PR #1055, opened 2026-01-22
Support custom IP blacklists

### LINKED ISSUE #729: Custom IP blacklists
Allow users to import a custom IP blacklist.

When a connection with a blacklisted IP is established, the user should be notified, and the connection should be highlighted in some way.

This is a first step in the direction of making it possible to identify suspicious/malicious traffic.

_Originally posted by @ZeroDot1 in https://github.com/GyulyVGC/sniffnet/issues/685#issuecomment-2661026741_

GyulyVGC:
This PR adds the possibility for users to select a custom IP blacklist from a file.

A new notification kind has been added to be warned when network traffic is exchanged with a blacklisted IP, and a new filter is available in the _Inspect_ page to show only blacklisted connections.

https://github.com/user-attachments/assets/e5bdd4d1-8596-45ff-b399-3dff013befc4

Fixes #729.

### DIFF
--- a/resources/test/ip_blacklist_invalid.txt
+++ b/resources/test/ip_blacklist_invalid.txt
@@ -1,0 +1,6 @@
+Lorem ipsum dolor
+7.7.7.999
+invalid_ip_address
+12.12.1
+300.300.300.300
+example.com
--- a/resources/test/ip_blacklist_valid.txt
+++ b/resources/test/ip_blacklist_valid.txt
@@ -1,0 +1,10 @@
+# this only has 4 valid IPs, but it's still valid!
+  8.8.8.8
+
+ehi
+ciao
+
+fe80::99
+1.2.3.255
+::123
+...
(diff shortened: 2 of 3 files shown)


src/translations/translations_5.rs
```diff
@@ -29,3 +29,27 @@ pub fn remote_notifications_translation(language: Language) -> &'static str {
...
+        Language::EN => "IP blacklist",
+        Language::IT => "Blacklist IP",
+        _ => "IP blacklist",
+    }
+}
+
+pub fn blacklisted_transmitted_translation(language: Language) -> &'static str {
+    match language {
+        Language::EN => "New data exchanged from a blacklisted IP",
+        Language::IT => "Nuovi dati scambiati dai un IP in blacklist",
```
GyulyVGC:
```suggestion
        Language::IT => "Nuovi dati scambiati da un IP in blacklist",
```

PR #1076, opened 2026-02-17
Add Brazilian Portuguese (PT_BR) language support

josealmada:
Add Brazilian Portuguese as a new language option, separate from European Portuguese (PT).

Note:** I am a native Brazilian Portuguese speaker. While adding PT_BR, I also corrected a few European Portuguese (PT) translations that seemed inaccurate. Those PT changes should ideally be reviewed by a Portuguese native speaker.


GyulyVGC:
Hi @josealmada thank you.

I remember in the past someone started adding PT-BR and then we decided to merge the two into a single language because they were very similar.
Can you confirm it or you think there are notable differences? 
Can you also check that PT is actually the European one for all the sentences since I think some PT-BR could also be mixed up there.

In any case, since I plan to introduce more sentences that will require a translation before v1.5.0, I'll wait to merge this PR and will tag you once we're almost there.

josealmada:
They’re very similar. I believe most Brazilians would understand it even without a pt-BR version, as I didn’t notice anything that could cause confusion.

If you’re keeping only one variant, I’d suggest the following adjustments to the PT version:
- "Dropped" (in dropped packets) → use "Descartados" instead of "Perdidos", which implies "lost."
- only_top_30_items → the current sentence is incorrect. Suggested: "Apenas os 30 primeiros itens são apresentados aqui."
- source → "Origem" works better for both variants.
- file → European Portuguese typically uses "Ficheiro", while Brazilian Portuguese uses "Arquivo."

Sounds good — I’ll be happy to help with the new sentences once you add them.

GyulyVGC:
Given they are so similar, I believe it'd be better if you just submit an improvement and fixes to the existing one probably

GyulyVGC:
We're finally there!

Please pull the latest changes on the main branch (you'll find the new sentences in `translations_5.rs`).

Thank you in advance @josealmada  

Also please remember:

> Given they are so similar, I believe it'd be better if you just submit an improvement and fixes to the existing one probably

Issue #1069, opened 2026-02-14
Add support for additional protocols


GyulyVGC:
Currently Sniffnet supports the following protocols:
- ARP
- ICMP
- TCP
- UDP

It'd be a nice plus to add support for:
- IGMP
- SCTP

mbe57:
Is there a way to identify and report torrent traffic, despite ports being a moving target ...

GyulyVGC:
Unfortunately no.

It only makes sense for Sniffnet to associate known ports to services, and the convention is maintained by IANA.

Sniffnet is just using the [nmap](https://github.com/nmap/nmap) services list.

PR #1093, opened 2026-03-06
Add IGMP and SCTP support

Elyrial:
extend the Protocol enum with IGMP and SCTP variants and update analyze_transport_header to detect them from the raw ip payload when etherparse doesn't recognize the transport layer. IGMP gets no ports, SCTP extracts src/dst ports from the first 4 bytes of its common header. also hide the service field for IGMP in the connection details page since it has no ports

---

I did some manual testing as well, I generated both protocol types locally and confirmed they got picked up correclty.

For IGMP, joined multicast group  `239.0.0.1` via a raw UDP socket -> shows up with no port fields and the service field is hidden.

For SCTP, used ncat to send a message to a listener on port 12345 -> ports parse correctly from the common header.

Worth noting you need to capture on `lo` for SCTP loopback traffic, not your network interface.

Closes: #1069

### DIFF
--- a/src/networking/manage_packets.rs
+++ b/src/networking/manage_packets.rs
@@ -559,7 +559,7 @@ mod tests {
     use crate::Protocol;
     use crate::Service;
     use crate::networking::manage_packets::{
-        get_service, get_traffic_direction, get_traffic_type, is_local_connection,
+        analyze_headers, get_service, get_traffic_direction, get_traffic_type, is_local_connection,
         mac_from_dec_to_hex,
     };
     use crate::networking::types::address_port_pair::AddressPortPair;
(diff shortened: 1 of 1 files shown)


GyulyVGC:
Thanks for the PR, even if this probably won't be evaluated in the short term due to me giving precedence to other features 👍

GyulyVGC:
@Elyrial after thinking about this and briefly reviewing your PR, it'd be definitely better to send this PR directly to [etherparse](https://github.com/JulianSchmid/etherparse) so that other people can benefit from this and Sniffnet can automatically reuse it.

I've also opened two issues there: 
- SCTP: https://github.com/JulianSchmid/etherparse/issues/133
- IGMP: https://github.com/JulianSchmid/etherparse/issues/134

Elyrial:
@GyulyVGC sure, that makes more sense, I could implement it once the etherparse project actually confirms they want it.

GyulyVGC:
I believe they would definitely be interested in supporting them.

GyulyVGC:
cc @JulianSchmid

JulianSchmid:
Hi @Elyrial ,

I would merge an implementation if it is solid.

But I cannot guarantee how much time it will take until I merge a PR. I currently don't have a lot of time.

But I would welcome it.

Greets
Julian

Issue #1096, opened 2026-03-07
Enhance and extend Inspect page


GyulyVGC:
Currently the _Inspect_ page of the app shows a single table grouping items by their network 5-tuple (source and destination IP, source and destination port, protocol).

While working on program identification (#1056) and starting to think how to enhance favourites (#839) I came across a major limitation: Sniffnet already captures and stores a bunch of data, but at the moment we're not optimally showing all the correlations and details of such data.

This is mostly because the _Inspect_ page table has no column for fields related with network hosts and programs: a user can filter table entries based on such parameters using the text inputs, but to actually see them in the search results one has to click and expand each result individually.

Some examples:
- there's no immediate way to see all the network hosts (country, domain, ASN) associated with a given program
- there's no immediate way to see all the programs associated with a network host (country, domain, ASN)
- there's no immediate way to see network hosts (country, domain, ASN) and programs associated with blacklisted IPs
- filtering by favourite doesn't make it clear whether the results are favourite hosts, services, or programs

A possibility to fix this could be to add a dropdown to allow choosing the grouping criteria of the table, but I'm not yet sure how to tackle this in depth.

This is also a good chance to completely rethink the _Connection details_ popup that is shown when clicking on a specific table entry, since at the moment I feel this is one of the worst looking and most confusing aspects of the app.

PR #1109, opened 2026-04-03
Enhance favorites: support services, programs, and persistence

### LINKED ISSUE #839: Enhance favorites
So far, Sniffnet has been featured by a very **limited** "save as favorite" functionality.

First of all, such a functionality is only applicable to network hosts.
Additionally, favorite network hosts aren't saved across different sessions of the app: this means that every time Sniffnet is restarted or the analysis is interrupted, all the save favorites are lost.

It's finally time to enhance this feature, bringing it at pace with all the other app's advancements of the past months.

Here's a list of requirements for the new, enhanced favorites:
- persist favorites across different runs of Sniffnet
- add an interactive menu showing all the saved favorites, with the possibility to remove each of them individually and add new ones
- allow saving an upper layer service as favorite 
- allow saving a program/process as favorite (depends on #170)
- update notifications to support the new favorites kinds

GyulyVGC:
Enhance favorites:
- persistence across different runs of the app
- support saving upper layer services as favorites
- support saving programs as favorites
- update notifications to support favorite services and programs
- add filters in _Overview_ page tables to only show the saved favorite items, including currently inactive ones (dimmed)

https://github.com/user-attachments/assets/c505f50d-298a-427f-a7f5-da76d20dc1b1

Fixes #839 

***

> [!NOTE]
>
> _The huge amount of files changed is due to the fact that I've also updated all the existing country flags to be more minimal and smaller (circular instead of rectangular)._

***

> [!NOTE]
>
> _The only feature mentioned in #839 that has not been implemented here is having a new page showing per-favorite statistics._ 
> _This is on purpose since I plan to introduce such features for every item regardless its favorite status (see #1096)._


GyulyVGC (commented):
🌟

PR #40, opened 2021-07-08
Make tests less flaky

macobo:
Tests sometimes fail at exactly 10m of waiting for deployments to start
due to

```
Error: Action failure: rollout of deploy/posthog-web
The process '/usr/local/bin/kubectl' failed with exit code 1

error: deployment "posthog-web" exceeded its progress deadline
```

What you will do: A verbatim transcription is required: the first line of the listing, the line containing "When a connection", and every line between them.

Solution to this task:
PR #1055, opened 2026-01-22
Support custom IP blacklists

### LINKED ISSUE #729: Custom IP blacklists
Allow users to import a custom IP blacklist.

When a connection with a blacklisted IP is established, the user should be notified, and the connection should be highlighted in some way.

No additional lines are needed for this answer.